La jeune mariée,est une Créole de 13 ans. Les noces sont célébrées avec faste comme l'a écrit Madec lui-même. "Tous les grands du pays m'accompagnaient. Une populace innombrable suivait le cortège. Je fermais la marche passant entre deux haies de feux d'artifice et d'illuminations, vêtu d'une magnifique robe d'argent". Ces festivités dureront une semaine.
En 1767, la jeune Marie-Anne met au monde une fille qui meurt peu de temps après. Ensuite Madec rejoint les Jats en guerre contre les Rajputs dans la région d'Agra. Il reforme ses troupes et achète des éléphants. Ses victoires lui vaudront d'être récompensé en diamants et en étoffe d'or et d'argent. Il rachètera et fera entièrement restaurer un palais à Bharatpur où il s'installera avec sa femme et Balthazar, son fils âgé de quelques mois.

A la suite d'une victoire contre les Marathes il obtient le titre de Panchazari, titre qui donne le droit de porter des timbales sur un éléphant et d'avoir 14 chevaux portant trompettes.
A 33 ans, Madec est à la tête d'une fortune colossale. Il envisage alors de revenir en France pour poursuivre une carrière militaire.

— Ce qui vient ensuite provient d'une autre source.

PR #487, opened 2021-05-04
Delete file import state from db schema.

tolikzinovyev:


winder (approved):
LGTM. The only other thing I would consider adding is to mark the `import` sub-command as hidden to further discourage people from using this feature.

PR #488, opened 2021-05-04
Delete consensus params from DB schema.

tolikzinovyev:


winder (approved):
So the downside here is that we load a (currently) 65K JSON file into memory. Seems like a small cost to simplifying the code. If we get to a point where this is important we could find a way to solve it inside `types.Protocol`

Maybe storing it in program memory with the new `embed` package.

PR #492, opened 2021-05-05
Refactor database code.

tolikzinovyev:
## Summary
I split `idb/dummy.go` into several files.

### DIFF
--- a/Makefile
+++ b/Makefile
@@ -21,7 +21,7 @@ idb/postgres/setup_postgres_sql.go idb/postgres/reset_sql.go:	idb/postgres/setup
 types/protocols_json.go:	types/protocols.json types/consensus.go
 	cd types && go generate
 
-idb/mocks/IndexerDb.go:	idb/dummy/dummy.go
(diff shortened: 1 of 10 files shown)


Makefile
```diff
@@ -21,7 +21,7 @@ idb/postgres/setup_postgres_sql.go idb/postgres/reset_sql.go:	idb/postgres/setup
 types/protocols_json.go:	types/protocols.json types/consensus.go
 	cd types && go generate
 
-idb/mocks/IndexerDb.go:	idb/dummy.go
+idb/mocks/IndexerDb.go:	idb/dummy/dummy.go
```
winder, line 24: This should probably be `idb/idb.go`

winder (changes requested):
Looks pretty good but I think the mock generation should look at the interface, not the dummy implementation

Makefile
tolikzinovyev: Thanks!

winder (approved):

PR #200, opened 2023-07-14
OCM-2671: Add import of identity provider

JohnStrunk:


provider/identity_provider_resource.go
```diff
@@ -580,10 +581,62 @@ func (r *IdentityProviderResource) Delete(ctx context.Context, request tfsdk.Del
...
-		tftypes.NewAttributePath().WithAttributeName("id"),
-		request,
-		response,
-	)
+	// To import an identity provider, we need to know the cluster ID and the provider name.
+	fields := strings.Split(request.ID, ",")
+	if len(fields) != 2 || fields[0] == "" || fields[1] == "" {
+		response.Diagnostics.AddError(
+			"Invalid import identifier",
+			"Identity provider to import should be specified as <cluster_id>,<provider_name>",
```
bardielle, line 589: why not required the provider_id? https://api.openshift.com/#/default/get_api_clusters_mgmt_v1_clusters__cluster_id__identity_providers__identity_provider_id_

JohnStrunk: I chose to use the provider name because it didn't look like I could get the provider id easily from rosa cli (i.e., how would a user obtain the ID to pass in?).

PR #204, opened 2023-07-18
OCM-2630, OCM-2858: Fix Replicas/Autoscaling validations

nirarg:


nirarg:
/hold cancel
The changes in `ocm-common` where already merged

Makefile
```diff
@@ -74,6 +74,10 @@ unit-test:
 		--succinct \
 		-ldflags="$(ldflags)" \
 		-r provider
+	ginkgo run \
+		--succinct \
+		-ldflags="$(ldflags)" \
+		-r internal/...
```
osherdp, line 80:
```suggestion
		-r provider internal/...
```

internal/ocm/resource/cluster_test.go
```diff
@@ -0,0 +1,186 @@
...
+	})
+})
+
+func int64Pointer(src int64) *int64 {
+	return &src
+}
+
+func stringPointer(src string) *string {
+	return &src
+}
```
osherdp, line 186:
```suggestion
func Pointer[T ~int64 | ~string](src T) *T {
	return &src
}
```

osherdp (changes requested):

Makefile
nirarg: I tried this, it didn't work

Mais à la demande du gouverneur français de Chandernagor qui veut sceller des alliances avec les princes indiens pour chasser les Anglais du Bengale, il se retrouve combattre pour le compte de Shah Alam, empereur des Mogols. En  récompense de ses exploits militaires, l'empereur le fait nabab.
Madec s'installe à Delhi et se retrouve à la tête d'une armée de 6.000 soldats. "Dans cet état, je pensais à la misère passée et me félicitais de m'être fait moi-même ce que je suis dans ce pays-ci" écrira-t-il bien plus tard.
Madec sait bien le pouvoir qu'il a acquis : "Il n'y a aucun prince ou seigneur puissant de l'Hindustan qui ne recherche mon amitié ou qui ne craigne mes ressentiments".
Puis Madec rejoindra Pondichéry. Le nabab quimpérois est fatigué de cette vie trépidante. Il veut rentrer rentrer en France. Encore une fois, ses projets seront contredits par de nouvelles offensives anglaises : le blocus et le siège de Pondichéry qui dureront 70 jours.

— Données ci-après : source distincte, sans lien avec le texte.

PR #205, opened 2023-07-20
OCM-2674: ability to create an admin user when creating a cluster

sagidayan:
This PR Adds an optional attribute to rosa_classic, if exists, it will create an admin user on cluster create.

On the way, added validations to HTPasswd (username/password) since they are used here, and were missing from the implementation.


provider/idps/htpasswd.go
```diff
@@ -39,3 +43,70 @@ func CreateHTPasswdIDPBuilder(ctx context.Context, state *HTPasswdIdentityProvid
 	}
 	return builder
 }
+
+func HTPasswdValidators() []tfsdk.AttributeValidator {
```
nirarg, line 47: Can't htpasswd and admincreds use the same validator?
Istead of having this duplicated?

sagidayan: As of now, it can. They are the same. But we do plan to extend the htpasswd IDP (soon) to also accept a list of users. This will change the validator, and it won’t apply to the admin case.

nirarg:
/approve
@EricPonvelle please review the document change

PR #209, opened 2023-07-24
OCM-2415: use rosa-sts v0.0.12 - openshift version validation

nirarg:


examples/create_account_roles/variables.tf
```diff
@@ -4,8 +4,7 @@ variable "ocm_environment" {
 }
 
 variable "openshift_version" {
-  type    = string
-  default = "4.13"
+  type = string
```
bardielle, line 7: I think it better to set a default here to an empty string, Otherwise, The error will be from the examples instead of the module...

bardielle: I tested it - if the user does not set it, TF asks him to supply a value in run-time... 
I changed it to have a default value with an empty string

Le 11 janvier 1979  Madec embarque à bord du Brisson. Ses bagages se résument à 8 caisses et "quelques autres objets". Au large de l'Espagne le bateau sera abordé par des corsaires anglais. Madec sera retenu captif pendant 2 mois en Irlande. De là, il regagnera Lorient puis Versailles où il remettra au gouvernement le rapport du siège de Pondichéry rédigé par le gouverneur Bellecombe. Madec y apprendra que, depuis le 1er janvier 1777, il a été promu colonel et qu'il a été décoré de l'ordre royal et militaire de Saint-Louis.
L'aventurier breton fait figure d'intrus à Versailles où sa rudesse et sa tenue vestimentaire choquent les manières des courtisans. Pourtant le nabab quimpérois aura l'honneur d'être reçu par Louis XVI en personne.

Madec rentrera à Quimper où il possédait un hôtel particulier. A 45 ans il sera anobli et achètera deux domaines : ceux de Coatfao et de Prat-an-raz où il fera construire un beau manoir.
En 1782 Marie-Anne lui donnera une troisième fille. En 1784, considérablement affaibli par le paludisme, et victime d'une chute de cheval, il est emporté au printemps par la gangrène. Sa femme vécut à Quimper jusqu'à sa mort en 1841.

A la fin de ses jours, l'ancien gamin qui rêvait d'aventure se promenait à cheval le long de l'Odet, revêtu de son costume de colonel, suivi de près par un esclave portant le costume traditionnel mogol.